'''

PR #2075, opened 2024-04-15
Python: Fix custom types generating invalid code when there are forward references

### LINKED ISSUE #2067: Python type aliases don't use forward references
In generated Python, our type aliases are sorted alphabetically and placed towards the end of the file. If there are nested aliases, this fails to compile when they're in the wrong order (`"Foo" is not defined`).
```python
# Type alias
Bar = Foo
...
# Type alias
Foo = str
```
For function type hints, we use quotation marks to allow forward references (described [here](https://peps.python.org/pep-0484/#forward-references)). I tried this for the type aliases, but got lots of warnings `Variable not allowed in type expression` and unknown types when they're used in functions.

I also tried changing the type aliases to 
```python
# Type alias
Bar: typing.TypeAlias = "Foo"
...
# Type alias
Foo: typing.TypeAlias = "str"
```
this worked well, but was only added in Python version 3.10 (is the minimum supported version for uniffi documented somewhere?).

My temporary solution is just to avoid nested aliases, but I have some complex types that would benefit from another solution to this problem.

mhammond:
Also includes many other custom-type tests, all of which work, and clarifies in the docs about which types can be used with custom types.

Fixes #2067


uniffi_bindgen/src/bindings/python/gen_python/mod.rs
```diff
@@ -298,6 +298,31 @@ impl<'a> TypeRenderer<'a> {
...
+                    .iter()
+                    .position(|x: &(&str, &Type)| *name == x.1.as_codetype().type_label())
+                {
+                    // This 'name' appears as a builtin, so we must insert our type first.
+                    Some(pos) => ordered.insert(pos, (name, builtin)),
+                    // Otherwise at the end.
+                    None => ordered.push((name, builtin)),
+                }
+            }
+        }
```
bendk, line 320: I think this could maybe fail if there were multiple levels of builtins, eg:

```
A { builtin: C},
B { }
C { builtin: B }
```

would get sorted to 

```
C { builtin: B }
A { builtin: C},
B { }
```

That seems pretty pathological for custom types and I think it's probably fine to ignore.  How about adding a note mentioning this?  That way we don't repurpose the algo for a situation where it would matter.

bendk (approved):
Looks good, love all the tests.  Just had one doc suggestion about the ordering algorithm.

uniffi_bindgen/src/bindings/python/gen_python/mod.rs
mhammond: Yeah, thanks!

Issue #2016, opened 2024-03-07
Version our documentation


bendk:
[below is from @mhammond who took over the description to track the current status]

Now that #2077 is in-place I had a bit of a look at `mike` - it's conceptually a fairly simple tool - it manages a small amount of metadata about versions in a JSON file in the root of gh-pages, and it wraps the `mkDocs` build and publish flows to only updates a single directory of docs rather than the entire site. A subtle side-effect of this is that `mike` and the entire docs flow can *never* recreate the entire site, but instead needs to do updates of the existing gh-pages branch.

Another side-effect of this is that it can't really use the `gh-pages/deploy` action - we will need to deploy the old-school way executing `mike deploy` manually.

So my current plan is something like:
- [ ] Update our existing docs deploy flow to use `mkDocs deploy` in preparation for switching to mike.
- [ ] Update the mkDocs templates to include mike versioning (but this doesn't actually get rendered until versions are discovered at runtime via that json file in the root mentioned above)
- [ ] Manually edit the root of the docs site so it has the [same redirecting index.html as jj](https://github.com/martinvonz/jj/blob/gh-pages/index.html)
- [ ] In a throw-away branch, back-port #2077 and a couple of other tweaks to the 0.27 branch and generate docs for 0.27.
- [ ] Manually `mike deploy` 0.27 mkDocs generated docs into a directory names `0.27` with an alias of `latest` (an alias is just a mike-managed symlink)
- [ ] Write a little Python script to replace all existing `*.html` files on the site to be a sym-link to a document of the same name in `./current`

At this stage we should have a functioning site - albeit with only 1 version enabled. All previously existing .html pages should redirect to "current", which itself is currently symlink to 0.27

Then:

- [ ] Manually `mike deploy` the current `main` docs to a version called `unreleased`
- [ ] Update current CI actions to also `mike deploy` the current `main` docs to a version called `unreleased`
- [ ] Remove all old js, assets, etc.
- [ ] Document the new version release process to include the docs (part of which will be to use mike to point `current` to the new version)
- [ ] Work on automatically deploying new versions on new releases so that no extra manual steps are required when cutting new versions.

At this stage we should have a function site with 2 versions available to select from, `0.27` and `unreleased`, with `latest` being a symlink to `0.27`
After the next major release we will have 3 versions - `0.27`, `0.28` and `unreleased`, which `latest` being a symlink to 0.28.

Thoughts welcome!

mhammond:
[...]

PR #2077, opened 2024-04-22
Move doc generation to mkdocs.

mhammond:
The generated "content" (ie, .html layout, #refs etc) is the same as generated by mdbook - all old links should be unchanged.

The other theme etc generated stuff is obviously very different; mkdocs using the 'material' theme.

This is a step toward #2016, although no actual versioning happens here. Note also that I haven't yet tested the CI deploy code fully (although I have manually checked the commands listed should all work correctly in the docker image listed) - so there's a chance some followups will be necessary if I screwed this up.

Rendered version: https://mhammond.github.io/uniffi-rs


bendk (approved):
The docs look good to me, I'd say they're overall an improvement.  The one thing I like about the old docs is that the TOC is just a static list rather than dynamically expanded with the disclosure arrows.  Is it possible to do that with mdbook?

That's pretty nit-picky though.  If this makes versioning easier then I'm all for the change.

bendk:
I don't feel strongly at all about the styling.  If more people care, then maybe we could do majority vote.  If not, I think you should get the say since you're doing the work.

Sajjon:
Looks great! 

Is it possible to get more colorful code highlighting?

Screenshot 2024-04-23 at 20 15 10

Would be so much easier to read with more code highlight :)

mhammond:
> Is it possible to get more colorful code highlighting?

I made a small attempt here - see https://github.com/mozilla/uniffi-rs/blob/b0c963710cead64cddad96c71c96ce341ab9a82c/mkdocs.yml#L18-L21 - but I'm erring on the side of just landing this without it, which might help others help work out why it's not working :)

'''

### Work required
All the material above is to be retyped exactly as it appears.

### Exercise solution
PR #2075, opened 2024-04-15
Python: Fix custom types generating invalid code when there are forward references

### LINKED ISSUE #2067: Python type aliases don't use forward references
In generated Python, our type aliases are sorted alphabetically and placed towards the end of the file. If there are nested aliases, this fails to compile when they're in the wrong order (`"Foo" is not defined`).
```python
# Type alias
Bar = Foo
...
# Type alias
Foo = str
```
For function type hints, we use quotation marks to allow forward references (described [here](https://peps.python.org/pep-0484/#forward-references)). I tried this for the type aliases, but got lots of warnings `Variable not allowed in type expression` and unknown types when they're used in functions.

I also tried changing the type aliases to 
```python
# Type alias
Bar: typing.TypeAlias = "Foo"
...
# Type alias
Foo: typing.TypeAlias = "str"
```
this worked well, but was only added in Python version 3.10 (is the minimum supported version for uniffi documented somewhere?).

My temporary solution is just to avoid nested aliases, but I have some complex types that would benefit from another solution to this problem.

mhammond:
Also includes many other custom-type tests, all of which work, and clarifies in the docs about which types can be used with custom types.

Fixes #2067


uniffi_bindgen/src/bindings/python/gen_python/mod.rs
```diff
@@ -298,6 +298,31 @@ impl<'a> TypeRenderer<'a> {
...
+                    .iter()
+                    .position(|x: &(&str, &Type)| *name == x.1.as_codetype().type_label())
+                {
+                    // This 'name' appears as a builtin, so we must insert our type first.
+                    Some(pos) => ordered.insert(pos, (name, builtin)),
+                    // Otherwise at the end.
+                    None => ordered.push((name, builtin)),
+                }
+            }
+        }
```
bendk, line 320: I think this could maybe fail if there were multiple levels of builtins, eg:

```
A { builtin: C},
B { }
C { builtin: B }
```

would get sorted to 

```
C { builtin: B }
A { builtin: C},
B { }
```

That seems pretty pathological for custom types and I think it's probably fine to ignore.  How about adding a note mentioning this?  That way we don't repurpose the algo for a situation where it would matter.

bendk (approved):
Looks good, love all the tests.  Just had one doc suggestion about the ordering algorithm.

uniffi_bindgen/src/bindings/python/gen_python/mod.rs
mhammond: Yeah, thanks!

Issue #2016, opened 2024-03-07
Version our documentation


bendk:
[below is from @mhammond who took over the description to track the current status]

Now that #2077 is in-place I had a bit of a look at `mike` - it's conceptually a fairly simple tool - it manages a small amount of metadata about versions in a JSON file in the root of gh-pages, and it wraps the `mkDocs` build and publish flows to only updates a single directory of docs rather than the entire site. A subtle side-effect of this is that `mike` and the entire docs flow can *never* recreate the entire site, but instead needs to do updates of the existing gh-pages branch.

Another side-effect of this is that it can't really use the `gh-pages/deploy` action - we will need to deploy the old-school way executing `mike deploy` manually.

So my current plan is something like:
- [ ] Update our existing docs deploy flow to use `mkDocs deploy` in preparation for switching to mike.
- [ ] Update the mkDocs templates to include mike versioning (but this doesn't actually get rendered until versions are discovered at runtime via that json file in the root mentioned above)
- [ ] Manually edit the root of the docs site so it has the [same redirecting index.html as jj](https://github.com/martinvonz/jj/blob/gh-pages/index.html)
- [ ] In a throw-away branch, back-port #2077 and a couple of other tweaks to the 0.27 branch and generate docs for 0.27.
- [ ] Manually `mike deploy` 0.27 mkDocs generated docs into a directory names `0.27` with an alias of `latest` (an alias is just a mike-managed symlink)
- [ ] Write a little Python script to replace all existing `*.html` files on the site to be a sym-link to a document of the same name in `./current`

At this stage we should have a functioning site - albeit with only 1 version enabled. All previously existing .html pages should redirect to "current", which itself is currently symlink to 0.27

Then:

- [ ] Manually `mike deploy` the current `main` docs to a version called `unreleased`
- [ ] Update current CI actions to also `mike deploy` the current `main` docs to a version called `unreleased`
- [ ] Remove all old js, assets, etc.
- [ ] Document the new version release process to include the docs (part of which will be to use mike to point `current` to the new version)
- [ ] Work on automatically deploying new versions on new releases so that no extra manual steps are required when cutting new versions.

At this stage we should have a function site with 2 versions available to select from, `0.27` and `unreleased`, with `latest` being a symlink to `0.27`
After the next major release we will have 3 versions - `0.27`, `0.28` and `unreleased`, which `latest` being a symlink to 0.28.

Thoughts welcome!

mhammond:
[...]

PR #2077, opened 2024-04-22
Move doc generation to mkdocs.

mhammond:
The generated "content" (ie, .html layout, #refs etc) is the same as generated by mdbook - all old links should be unchanged.

The other theme etc generated stuff is obviously very different; mkdocs using the 'material' theme.

This is a step toward #2016, although no actual versioning happens here. Note also that I haven't yet tested the CI deploy code fully (although I have manually checked the commands listed should all work correctly in the docker image listed) - so there's a chance some followups will be necessary if I screwed this up.

Rendered version: https://mhammond.github.io/uniffi-rs


bendk (approved):
The docs look good to me, I'd say they're overall an improvement.  The one thing I like about the old docs is that the TOC is just a static list rather than dynamically expanded with the disclosure arrows.  Is it possible to do that with mdbook?

That's pretty nit-picky though.  If this makes versioning easier then I'm all for the change.

bendk:
I don't feel strongly at all about the styling.  If more people care, then maybe we could do majority vote.  If not, I think you should get the say since you're doing the work.

Sajjon:
Looks great! 

Is it possible to get more colorful code highlighting?

Screenshot 2024-04-23 at 20 15 10

Would be so much easier to read with more code highlight :)

mhammond:
> Is it possible to get more colorful code highlighting?

I made a small attempt here - see https://github.com/mozilla/uniffi-rs/blob/b0c963710cead64cddad96c71c96ce341ab9a82c/mkdocs.yml#L18-L21 - but I'm erring on the side of just landing this without it, which might help others help work out why it's not working :)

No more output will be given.